START Source material

PR #2498, opened 2020-08-05
NODE-2732: Driver Type Improvements

nbbeeken:
This is a collection of common type changes that will impact of each of our parallel typing work. Mostly changing `Function` to `Callback` and switching to es6 import syntax which impacts every file you import something from.

Changing to the Callback type also forced the change to setting the first/err arg to undefined instead of null, since there were many tests that explicitly checked for null you'll see those have been updated to check for not.exist instead.


src/mongo_client.ts
```diff
@@ -196,7 +197,7 @@ class MongoClient extends EventEmitter {
    * @param {MongoClient~connectCallback} [callback] The command result callback
    * @returns {Promise<MongoClient>} returns Promise if no callback passed
    */
-  connect(callback: Function): Promise<MongoClient> {
+  connect(callback: Callback): Promise<MongoClient> {
```
reggi, line 200: Can you make this optional please! Seems to have slipped though.

PR #2509, opened 2020-08-10
NODE-2759: Type annotations for cursor modules

nbbeeken:
Typings for the cursor module. There are some small changes outside the cursor module that I can merge to the base operations branch to make the diff clear, lmk.

### DIFF
--- a/src/change_stream.ts
+++ b/src/change_stream.ts
@@ -254,7 +254,8 @@ export class ChangeStream extends EventEmitter {
   next(callback?: Callback): Promise<void> | void {
     return maybePromise(callback, cb => {
       getCursor(this, (err, cursor) => {
-        if (err || !cursor) return cb(err); // failed to resume, raise an error
+        if (err) return cb(err); // failed to resume, raise an error
+        if (!cursor) return cb(new MongoError('Cursor is undefined'));
         cursor.next((error, change) => {
           if (error || !change) {
             this[kResumeQueue].push(() => this.next(cb));
@@ -360,7 +361,7 @@ export interface ChangeStreamCursorOptions extends CursorOptions {
   startAfter?: boolean;
 }
 
-class ChangeStreamCursor extends Cursor<ChangeStreamCursorOptions, AggregateOperation> {
+class ChangeStreamCursor extends Cursor<AggregateOperation, ChangeStreamCursorOptions> {
   _resumeToken: ResumeToken;
   startAtOperationTime?: OperationTime;
   hasReceived?: boolean;
@@ -608,8 +609,6 @@ function processNewChange(
   change: ChangeStreamDocument,
   callback?: Callback
 ) {
-  const cursor = changeStream.cursor;
-
   // a null change means the cursor has been notified, implicitly closing the change stream
   if (change == null) {
     changeStream.closed = true;
@@ -630,7 +629,7 @@ function processNewChange(
   }
 
   // cache the resume token
-  cursor?.cacheResumeToken(change._id);
+  changeStream.cursor?.cacheResumeToken(change._id);
 
   // wipe the startAtOperationTime if there was one so that there won't be a conflict
   // between resumeToken and startAtOperationTime if we need to reconnect the cursor
--- a/src/change_stream.ts
+++ b/src/change_stream.ts
@@ -2,7 +2,7 @@ import Denque = require('denque');
 import { EventEmitter } from 'events';
 import { MongoError, isResumableError } from './error';
 import { Cursor } from './cursor';
-import { AggregateOperation } from './operations/aggregate';
+import { AggregateOperation, AggregateOptions } from './operations/aggregate';
 import { loadCollection, loadDb, loadMongoClient } from './dynamic_loaders';
 import {
   relayEvents,
@@ -16,13 +16,10 @@ import type { Callback, Document, AnyError } from './types';
 import type { CursorOptions } from './cursor/cursor';
 import type { ReadPreference } from './read_preference';
 import type { Timestamp } from 'bson';
-import type { CollationOptions } from './cmap/wire_protocol/write_command';
-import type { Collection } from './collection';
-import type { Db } from './db';
-import type { MongoClient } from './mongo_client';
 import type { Topology } from './sdam/topology';
 import type { Writable } from 'stream';
 import type { StreamOptions } from './cursor/core_cursor';
+import type { Parent } from './operations/command';
 const kResumeQueue = Symbol('resumeQueue');
 
 const CHANGE_STREAM_OPTIONS = ['resumeAfter', 'startAfter', 'startAtOperationTime', 'fullDocument'];
@@ -46,8 +43,12 @@ export type ResumeToken = unknown;
  */
 export type OperationTime = Timestamp;
 
+export interface PipeOptions {
+  end?: boolean;
+}
+
 /** Options that can be passed to a ChangeStream. Note that startAfter, resumeAfter, and startAtOperationTime are all mutually exclusive, and the server will error if more than one is specified. */
-export interface ChangeStreamOptions {
+export interface ChangeStreamOptions extends AggregateOptions {
   /** Allowed values: ‘default’, ‘updateLookup’. When set to ‘updateLookup’, the change stream will include both a delta describing the changes to the document, as well as a copy of the entire document that was changed from some time after the change occurred. */
   fullDocument?: string;
   /** The maximum amount of time for the server to wait on new documents to satisfy a change stream query. */
@@ -60,10 +61,6 @@ export interface ChangeStreamOptions {
   startAtOperationTime?: OperationTime;
   /** The number of documents to return per batch. See {@link https://docs.mongodb.com/manual/reference/command/aggregate|aggregation documentation}. */
   batchSize?: number;
-  /** Specify collation settings for operation. See {@link https://docs.mongodb.com/manual/reference/command/aggregate|aggregation documentation}. */
-  collation?: CollationOptions;
-  /** The read preference. Defaults to the read preference of the database or collection. See {@link https://docs.mongodb.com/manual/reference/read-preference|read preference documentation}. */
-  readPreference?: ReadPreference;
 }
 
 interface ChangeStreamDocument {
@@ -143,9 +140,6 @@ interface UpdateDescription {
 /**
  * Creates a new Change Stream instance. Normally created using {@link Collection#watch|Collection.watch()}.
  *
- * @class ChangeStream
- * @since 3.0.0
- 
  * @fires ChangeStream#close
  * @fires ChangeStream#change
  * @fires ChangeStream#end
@@ -156,8 +150,8 @@ interface UpdateDescription {
 export class ChangeStream extends EventEmitter {
   pipeline: Document[];
   options: ChangeStreamOptions;
-  parent: Collection | Db | MongoClient;
-  namespace: string | MongoDBNamespace;
+  parent: Parent;
+  namespace: MongoDBNamespace;
   type: symbol;
   topology: Topology;
   cursor?: ChangeStreamCursor;
@@ -170,11 +164,7 @@ export class ChangeStream extends EventEmitter {
    * @param parent - The parent object that created this change stream
    * @param pipeline - An array of {@link https://docs.mongodb.com/manual/reference/operator/aggregation-pipeline/|aggregation pipeline stages} through which to pass change stream documents
    */
-  constructor(
-    parent: Collection | Db | MongoClient,
-    pipeline: Document[] = [],
-    options: ChangeStreamOptions = {}
-  ) {
+  constructor(parent: Parent, pipeline: Document[] = [], options: ChangeStreamOptions = {}) {
     super();
 
     const Collection = loadCollection();
@@ -311,12 +301,15 @@ export class ChangeStream extends EventEmitter {
    * @param {Writable} destination The destination for writing data
    * @param {object} [options] {@link https://nodejs.org/api/stream.html#stream_readable_pipe_destination_options|Pipe options}
    */
-  pipe(destination: Writable, options?: { end?: boolean }): Writable {
+  pipe(destination: Writable, options?: PipeOptions): Writable {
     if (!this.pipeDestinations) {
       this.pipeDestinations = [];
     }
     this.pipeDestinations.push(destination);
-    return this.cursor!.pipe(destination, options);
+    if (!this.cursor) {
+      throw new MongoError('ChangeStream has no cursor, unable to pipe');
+    }
+    return this.cursor.pipe(destination, options);
   }
 
   /**
@@ -329,23 +322,35 @@ export class ChangeStream extends EventEmitter {
     if (this.pipeDestinations && destinationIndex > -1) {
       this.pipeDestinations.splice(destinationIndex, 1);
     }
-    return this.cursor!.unpipe(destination);
+    if (!this.cursor) {
+      throw new MongoError('ChangeStream has no cursor, unable to unpipe');
+    }
+    return this.cursor.unpipe(destination);
   }
 
   /** Return a modified Readable stream including a possible transform method. */
   stream(options?: StreamOptions): ChangeStreamCursor {
     this.streamOptions = options;
-    return this.cursor!.stream(options);
+    if (!this.cursor) {
+      throw new MongoError('ChangeStream has no cursor, unable to stream');
+    }
+    return this.cursor.stream(options);
   }
 
   /** This method will cause a stream in flowing mode to stop emitting data events. Any data that becomes available will remain in the internal buffer. */
   pause(): ChangeStreamCursor {
-    return this.cursor!.pause();
+    if (!this.cursor) {
+      throw new MongoError('ChangeStream has no cursor, unable to pause');
+    }
+    return this.cursor.pause();
   }
 
   /** This method will cause the readable stream to resume emitting data events. */
   resume(): ChangeStreamCursor {
-    return this.cursor!.resume();
+    if (!this.cursor) {
+      throw new MongoError('ChangeStream has no cursor, unable to resume');
+    }
+    return this.cursor.resume();
   }
 }
 
--- a/src/change_stream.ts
+++ b/src/change_stream.ts
@@ -4,8 +4,25 @@ import { MongoError, isResumableError } from './error';
 import { Cursor } from './cursor';
 import { AggregateOperation } from './operations/aggregate';
 import { loadCollection, loadDb, loadMongoClient } from './dynamic_loaders';
-import { relayEvents, maxWireVersion, calculateDurationInMs, now, maybePromise } from './utils';
-import type { Callback } from './types';
+import {
+  relayEvents,
+  maxWireVersion,
+  calculateDurationInMs,
+  now,
+  maybePromise,
+  MongoDBNamespace
+} from './utils';
+import type { Callback, Document, AnyError } from './types';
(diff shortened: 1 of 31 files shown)


src/cursor/core_cursor.ts
```diff
@@ -799,7 +762,7 @@ function nextFunction(self: any, callback: Callback) {
     return setCursorDeadAndNotified(self, callback);
   } else if (
     self.cursorState.cursorIndex === self.cursorState.documents.length &&
-    !Long.ZERO.equals(self.cursorState.cursorId)
+    !Long.ZERO.equals(self.cursorState.cursorId!)
```
mbroadst, line 765: there should always be a cursorId at this point, otherwise we should bail much earlier

src/cursor/core_cursor.ts
```diff
@@ -813,10 +776,10 @@ function nextFunction(self: any, callback: Callback) {
 
     // Check if connection is dead and return if not possible to
     // execute a getMore on this connection
-    if (isConnectionDead(self, callback)) return;
+    if (isConnectionDead(self as Cursor, callback)) return;
```
mbroadst, line 779: should not need to cast, `isConnectionDead` takes in a `CoreCursor`

src/cursor/core_cursor.ts
```diff
@@ -905,4 +868,37 @@ function nextFunction(self: any, callback: Callback) {
   }
 }
 
-export { CursorState, CoreCursor };
+function getLimitSkipBatchSizeDefaults(
+  options: CoreCursorOptions,
+  cmd: Document | Long | undefined
```
mbroadst, line 873: `cmd` === `Long` or `undefined` seems like a bug

src/sdam/topology.ts
```diff
@@ -652,40 +652,44 @@ export class Topology extends EventEmitter {
...
-        options.session?.incrementTransactionNumber();
-        options.willRetryWrite = willRetryWrite;
-      }
-
-      server.command(ns, cmd, options, (err, result) => {
-        if (!err) return callback(undefined, result);
-        if (!shouldRetryOperation(err)) {
-          return callback(err);
+    this.selectServer(
+      readPreferenceServerSelector(readPreference as ReadPreference),
```
mbroadst, line 656: after `ReadPreference.translate` we should always be dealing with a `ReadPreference` instance, there should be no need to cast here

src/collection.ts
```diff
@@ -783,7 +783,7 @@ export class Collection {
     const cursor = new CommandCursor(
       this.s.topology,
       new ListIndexesOperation(this, options),
-      options
+      options as Document
```
mbroadst, line 786: :monocle_face:

src/cursor/cursor.ts
```diff
@@ -69,9 +74,16 @@ export interface CursorPrivate {
 }
 
 export interface CursorOptions extends CoreCursorOptions {
-  topology?: typeof Topology;
+  tailableRetryInterval?: number;
+  explicitlyIgnoreSession?: boolean;
+  cursor?: Cursor;
+  /** The internal topology of the created cursor */
+  topology?: Topology;
```
mbroadst, line 81: there seem to be duplicates between `CursorOptions` and `CoreCursorOptions`

src/cursor/cursor.ts
```diff
@@ -114,20 +125,17 @@ export interface CursorOptions extends CoreCursorOptions {
...
-   * @param {any} ns
-   * @param {any} [cmd]
-   * @param {any} [options]
-   */
-  s: any;
-  constructor(topology: any, ns: any, cmd?: any, options?: any) {
+export class Cursor<
+  T extends CursorOptions = CursorOptions,
+  O extends OperationBase = OperationBase
+> extends CoreCursor<T, O> {
```
mbroadst, line 131:
```suggestion
export class Cursor<
  O extends OperationBase = OperationBase,
  T extends CursorOptions = CursorOptions
> extends CoreCursor<T, O> {
```
Let's match the constructor: operation, then options

src/cursor/cursor.ts
```diff
@@ -114,20 +125,17 @@ export interface CursorOptions extends CoreCursorOptions {
...
+  s: CursorPrivate;
+
+  constructor(topology: Topology, ns: string | O, cmd: Document, options: T = {} as T) {
     super(topology, ns, cmd, options);
 
-    options = options || {};
     if (this.operation) {
-      options = this.operation.options;
+      options = this.operation.options as T;
```
mbroadst, line 138: I think if you remove the casting, this should actually catch errors where the options are not the same as the operation.

src/cursor/cursor.ts
```diff
@@ -158,34 +176,21 @@ export class Cursor extends CoreCursor {
...
-    } else if (typeof options.batchSize === 'number') {
-      batchSize = options.batchSize;
-    }
-
-    // Set the batchSize
-    this.setCursorBatchSize(batchSize);
   }
 
-  get readPreference() {
+  get readPreference(): ReadPreferenceLike | undefined {
```
mbroadst, line 181: this should always return a `ReadPreference`, not a `ReadPreferenceLike` and definitely not `undefined`

src/cursor/cursor.ts
```diff
@@ -206,97 +211,72 @@ export class Cursor extends CoreCursor {
...
+      throw new MongoError('Cursor is closed');
     }
 
     this.cmd.query = filter;
     return this;
   }
 
   /**
-   * Set the cursor maxScan
+   * @deprecated Set the cursor maxScan
```
mbroadst, line 273: I think `@deprecated` should be on its own line below

src/cursor/core_cursor.ts
nbbeeken: This method uses the pool property on CoreCursor which you said we don't need, is Killed or Dead equivalent?

src/cursor/core_cursor.ts
nbbeeken: Yea I fixed with a check, but if only Long.equals took undefined and just returned false wouldn't need `!` 🤷

src/cursor/core_cursor.ts
```diff
@@ -3,139 +3,189 @@ import { ReadPreference } from '../read_preference';
...
+  cmd: Document;
+  options: T;
+  topology: Topology;
   cursorState: InternalCursorState;
-  logger: any;
-  query: any;
-  s: any;
+  logger: Logger;
+  query?: Document;
+  s!: CoreCursorPrivate;
```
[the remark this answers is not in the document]
nbbeeken: Bit of a mess but only subclasses assign and make their s property but CoreCursor doesn't. I think I could move the logic of making the s prop into core cursor. The hardest part is avoiding optional `?:` on things that will always be defined because the whole s object needs to be declared at once.

src/cursor/core_cursor.ts
```diff
@@ -3,139 +3,189 @@ import { ReadPreference } from '../read_preference';
...
-  cmd: any;
-  options: any;
-  topology: any;
+export class CoreCursor<
+  T extends CoreCursorOptions = CoreCursorOptions,
+  O extends OperationBase = OperationBase
+> extends Readable {
+  operation?: O;
+  pool!: ConnectionPool;
+  server!: Server;
```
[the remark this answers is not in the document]
nbbeeken: It's assigned in _initializeCursor, which does say: '// NOTE: this goes away once cursors use `executeOperation`'

src/change_stream.ts
```diff
@@ -454,22 +542,22 @@ function createChangeStreamCursor(self: any, options: any) {
...
-  changeStreamCursor.on('error', function (error: any) {
+  changeStreamCursor.on('error', function (error) {
     processError(self, error);
   });
 
   if (self.pipeDestinations) {
     const cursorStream = changeStreamCursor.stream(self.streamOptions);
-    for (let pipeDestination in self.pipeDestinations) {
-      cursorStream.pipe(pipeDestination as any);
+    for (const pipeDestination of self.pipeDestinations) {
```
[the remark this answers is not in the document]
nbbeeken: I can keep this on my radar for after typing work
https://jira.mongodb.org/browse/NODE-2550

src/change_stream.ts
```diff
@@ -219,69 +310,63 @@ export class ChangeStream extends EventEmitter {
    * @function
    * @param {Writable} destination The destination for writing data
    * @param {object} [options] {@link https://nodejs.org/api/stream.html#stream_readable_pipe_destination_options|Pipe options}
-   * @returns {null}
    */
-  pipe(destination: any, options?: object): null {
+  pipe(destination: Writable, options?: { end?: boolean }): Writable {
```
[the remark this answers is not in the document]
nbbeeken: I did this because its inlined in the node types, but I pulled it out, not sure if they have a set of rules over there

```ts
pipe<T extends NodeJS.WritableStream>(destination: T, options?: { end?: boolean; }): T;
```

src/cursor/cursor.ts
nbbeeken: I get this error:
```
Type 'OperationOptions' is not assignable to type 'T'.
  'OperationOptions' is assignable to the constraint of type 'T', but 'T' could be instantiated with a different subtype of constraint 'CursorOptions'
```
I don't think it can catch the type errors because none exist technically, but they could if the subtype has properties that aren't defined on the base type.

src/operations/command.ts
```diff
@@ -2,32 +2,33 @@ import { Aspect, OperationBase, OperationOptions } from './operation';
...
 const SUPPORTS_WRITE_CONCERN_AND_COLLATION = 5;
 
-export interface CommandOperationOptions extends OperationOptions, BSONSerializeOptions {
+export interface CommandOperationOptions extends OperationOptions {
   fullResponse?: boolean;
   /** Specify a read concern and level for the collection. (only MongoDB 3.2 or higher supported) */
   readConcern?: ReadConcern;
   /** The preferred read preference (ReadPreference.PRIMARY, ReadPreference.PRIMARY_PREFERRED, ReadPreference.SECONDARY, ReadPreference.SECONDARY_PREFERRED, ReadPreference.NEAREST). */
-  readPreference?: ReadPreferenceLike;
+  readPreference?: ReadPreference;
```
mbroadst, line 25: In this case I think you do want to keep `ReadPreferenceLike`. I think of `ReadPreferenceLike` being the value that is acceptable for public APIs, but internally we always want to be working with `ReadPreference`

src/operations/operation.ts
```diff
@@ -33,8 +34,9 @@ export class OperationBase<T extends OperationOptions = OperationOptions> {
   ns!: MongoDBNamespace;
   cmd!: Document;
 
-  readPreference?: ReadPreference;
+  readPreference!: ReadPreference;
```
mbroadst, line 37: why the `!`?

src/types.d.ts
```diff
@@ -4,10 +4,14 @@ import type { MongoClient } from './mongo_client';
 
 export type AnyError = MongoError | Error;
 
-export type Callback<T = any> = (error?: AnyError, result?: T) => void;
+// export type Callback<T = any> = (error?: AnyError, result?: T) => void;
 export type Callback2<T0 = any, T1 = any> = (error?: AnyError, result0?: T0, result1?: T1) => void;
 export type CallbackWithType<E = AnyError, T0 = any> = (error?: E, result?: T0) => void;
 
+export interface Callback<T = any> {
```
mbroadst, line 11: what's motivating this change?

src/cursor/core_cursor.ts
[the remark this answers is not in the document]
mbroadst: Oh I see, no this is necessary. I think it should be a `server?` which could actually second as a check for whether the cursor has been initialized. We pin to a server once the cursor begins iteration, so that's why its saved off here

src/cursor/core_cursor.ts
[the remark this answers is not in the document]
mbroadst: ok maybe we can leave this alone for now then

src/cursor/core_cursor.ts
```diff
@@ -3,139 +3,189 @@ import { ReadPreference } from '../read_preference';
...
+  topology: Topology;
   cursorState: InternalCursorState;
-  logger: any;
-  query: any;
-  s: any;
+  logger: Logger;
+  query?: Document;
+  s!: CoreCursorPrivate;
+
+  connection?: Connection;
```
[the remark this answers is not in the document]
mbroadst: this one still looks like it should be removed, the code has:
```
      // Save the returned connection to ensure all getMore's fire over the same connection
      self.connection = connection;
```
but its never actually used, fine to delete

src/cursor/core_cursor.ts
mbroadst: true, but I think in terms of defensive coding this forces us to check for a `cursorId` much earlier which is probably a good thing

src/cursor/core_cursor.ts
mbroadst: yeah hmm, maybe we don't need this method anymore. It was meant to check synchronously whether there was an active connection to be used, but we use `executeOperation` for everything now which will in turn do server selection. Everything is happening asynchronously now, so we can probably get rid of this method. Can you make a ticket to circle back around to this, and we'll leave the casting for now.

src/cursor/cursor.ts
```diff
@@ -403,52 +374,42 @@ export class Cursor extends CoreCursor {
...
-   * @param {string} flag The flag to set, must be one of following ['tailable', 'oplogReplay', 'noCursorTimeout', 'awaitData', 'partial'].
-   * @param {boolean} value The flag boolean value.
-   * @throws {MongoError}
-   * @returns {Cursor}
+   * @param flag The flag to set, must be one of following ['tailable', 'oplogReplay', 'noCursorTimeout', 'awaitData', 'partial' -.
+   *
+   * @param value - The flag boolean value.
    */
-  addCursorFlag(flag: string, value: boolean): Cursor {
+  addCursorFlag(flag: string, value: boolean): this {
```
reggi, line 402: If you define `FLAGS` as const up above, you can have a `CursorFlags` type which will be a union of all strings in the array.

```ts
const FLAGS = [
  'tailable',
  'oplogReplay',
  'noCursorTimeout',
  'awaitData',
  'exhaust',
  'partial'
] as const;
type CursorFlags = typeof FLAGS[number];
```

```suggestion
  addCursorFlag(flag: CursorFlags, value: boolean): this {
```

src/cursor/cursor.ts
```diff
@@ -836,58 +722,43 @@ export class Cursor extends CoreCursor {
...
    * results when this cursor had been previously accessed. In that case,
    * cursor.rewind() can be used to reset the cursor.
    *
-   * @function
-   * @param {Cursor~toArrayResultCallback} [callback] The result callback.
-   * @throws {MongoError}
-   * @returns {Promise<void> | void} returns Promise if no callback passed
+   * @param callback - The result callback.
    */
   toArray(callback: Callback<Document[]>): Promise<void> | void {
```
reggi, line 733: Should this return `Promise<Document[]>`?

src/change_stream.ts
```diff
@@ -143,9 +235,9 @@ export class ChangeStream extends EventEmitter {
    * @returns {Promise<void>|void} returns Promise if no callback passed
    */
   hasNext(callback?: Callback): Promise<void> | void {
-    return maybePromise(callback, (cb: any) => {
-      getCursor(this, (err?: any, cursor?: any) => {
-        if (err) return cb(err); // failed to resume, raise an error
+    return maybePromise(callback, cb => {
+      getCursor(this, (err, cursor) => {
+        if (err || !cursor) return cb(err); // failed to resume, raise an error
```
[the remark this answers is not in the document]
mbroadst: I've been guilty of this as well, but agree we need a better pattern. Mostly this convention let's us avoid writing code like this:
```
method((err, res) => {
  if (err) { return doSomething(); }
  if (res) { doSomethingElse(); }
});
```
It would be ideal if we could somehow hint using TypeScript that the optionality of `err` and `res` are mutually exclusive, i.e. when `err` is `undefined` then `res` exists. Let's come up with a convention for this outside of the scope of this PR, and then comb the codebase and apply it everywhere.

src/cursor/cursor.ts
```diff
@@ -403,52 +374,42 @@ export class Cursor extends CoreCursor {
...
-   * @param {string} field The cursor option to set ['numberOfRetries', 'tailableRetryInterval'].
-   * @param {object} value The field value.
-   * @throws {MongoError}
-   * @returns {Cursor}
+   * @param field The cursor option to set ['numberOfRetries', 'tailableRetryInterval' -.
+   *
+   * @param value - The field value.
    */
-  setCursorOption(field: string, value: object): Cursor {
+  setCursorOption(field: keyof CursorPrivate, value: CursorPrivate[keyof CursorPrivate]): this {
```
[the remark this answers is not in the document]
nbbeeken: This function only sets `'numberOfRetries' | 'tailableRetryInterval'` but I did make a type for that.

src/change_stream.ts
```diff
@@ -478,19 +571,27 @@ function applyKnownOptions(target: any, source: any, optionNames: any) {
...
   setTimeout(() => {
     if (options && options.start == null) {
       options.start = now();
     }
 
     const start = options.start || now();
     const timeout = options.timeout || SELECTION_TIMEOUT;
-    const readPreference = options.readPreference;
-    if (topology.isConnected({ readPreference })) {
+    if (topology.isConnected()) {
```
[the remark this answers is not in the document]
nbbeeken: isConnected doesn't take an argument, it must've been removed without changing the callers so it doesn't rely on it anymore

src/change_stream.ts
```diff
@@ -219,69 +300,78 @@ export class ChangeStream extends EventEmitter {
...
    */
-  unpipe(destination?: any): null {
-    if (this.pipeDestinations && this.pipeDestinations.indexOf(destination) > -1) {
-      this.pipeDestinations.splice(this.pipeDestinations.indexOf(destination), 1);
+  unpipe(destination?: Writable): ChangeStreamCursor {
+    const destinationIndex = destination ? this.pipeDestinations.indexOf(destination) : -1;
+    if (this.pipeDestinations && destinationIndex > -1) {
+      this.pipeDestinations.splice(destinationIndex, 1);
+    }
+    if (!this.cursor) {
```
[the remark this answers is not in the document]
nbbeeken: Each error message is different and I can't _pipe_ that through to the getter/setter, also I'd make the maybeCursor private but its used outside of the class so it seems like it would be confusing which one to use rather than just having the checks.

src/types.d.ts
nbbeeken: Whoops, experimenting, reverted.

src/operations/operation.ts
nbbeeken: In cursor's get readPreference it can't return undefined for a readPref, I moved the assertion there instead.

src/cursor/cursor.ts
nbbeeken: I think I got them all now, I wonder if we could find tooling to detect this.

src/sdam/topology.ts
nbbeeken: There doesn't seem to be a straight forward way to type that since translate mutates the object it takes in. You think I can do something with extending the argument passed in? I tried a few ways but it can't override an incompatible type, like string and ReadPreference are not compatible.

src/change_stream.ts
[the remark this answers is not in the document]
reggi: This makes sense, this trick may be useful elsewhere.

END Source material

| Exercise description |
Please transcribe, exactly and with nothing added, the lines from the first line of the material above through the line that contains "NODE-2759: Type annotations".

| Written solution |
PR #2498, opened 2020-08-05
NODE-2732: Driver Type Improvements

nbbeeken:
This is a collection of common type changes that will impact of each of our parallel typing work. Mostly changing `Function` to `Callback` and switching to es6 import syntax which impacts every file you import something from.

Changing to the Callback type also forced the change to setting the first/err arg to undefined instead of null, since there were many tests that explicitly checked for null you'll see those have been updated to check for not.exist instead.


src/mongo_client.ts
```diff
@@ -196,7 +197,7 @@ class MongoClient extends EventEmitter {
    * @param {MongoClient~connectCallback} [callback] The command result callback
    * @returns {Promise<MongoClient>} returns Promise if no callback passed
    */
-  connect(callback: Function): Promise<MongoClient> {
+  connect(callback: Callback): Promise<MongoClient> {
```
reggi, line 200: Can you make this optional please! Seems to have slipped though.

PR #2509, opened 2020-08-10
NODE-2759: Type annotations for cursor modules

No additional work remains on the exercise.